[Collected data]

[Start of section]

PR #734, opened 2015-12-18
Document and test that get_raw returns bytes

### LINKED ISSUE #713: Return bytes or unicode from Bio.SeqIO index get_raw

peterjc:
This would mostly resolve #713 (see discussion there about possible extensions).

@tiagoantao & @bow could you review this please?

### DIFF
--- a/Bio/File.py
+++ b/Bio/File.py
@@ -229,7 +229,12 @@ class _IndexedSeqFileProxy(object):
         raise NotImplementedError("Subclass should implement this")
 
     def get_raw(self, offset):
-        """Returns bytes string (if implemented for this file format)."""
+        """Return the raw record from the file as a bytes string (if implemented).
+
+        If the key is not found, a KeyError exception is raised.
+
+        This may not have been implemented for all file formats.
+        """
         # Should be done by each sub-class (if possible)
         raise NotImplementedError("Not available for this file format.")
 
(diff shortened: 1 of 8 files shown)


bow:
Looks good, @peterjc. I only see that since you are also updating some of the docstrings to mention the bytes string return type, there are some `get_raw` methods that may need to be updated/added as well:

* ``SearchIO/ExonerateIO/exonerate_vulgar.py``
* ``SearchIO/ExonerateIO/exonerate_text.py``
* ``SearchIO/HmmerIO/hmmer3_tab.py``
* ``SearchIO/HmmerIO/_base.py``
* ``SearchIO/BlastIO/blast_xml.py``
* ``SearchIO/BlastIO/blast_tab.py``

It would be nicer if a child method's docstring can fall back on its parent's when not defined. Not without some dirty tricks, I guess :).

peterjc:
Thanks @bow - rebased and applied with https://github.com/biopython/biopython/commit/28b8a1a7bd1d0b84efa4dced8c5db39cffc1ea20 updating the docstrings you mentioned. Closing.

[End of section]

» **Exercise aim**
Could you return all lines from the records that include the word "bytes"?

» **Task result**
Document and test that get_raw returns bytes
### LINKED ISSUE #713: Return bytes or unicode from Bio.SeqIO index get_raw
-        """Returns bytes string (if implemented for this file format)."""
+        """Return the raw record from the file as a bytes string (if implemented).
Looks good, @peterjc. I only see that since you are also updating some of the docstrings to mention the bytes string return type, there are some `get_raw` methods that may need to be updated/added as well:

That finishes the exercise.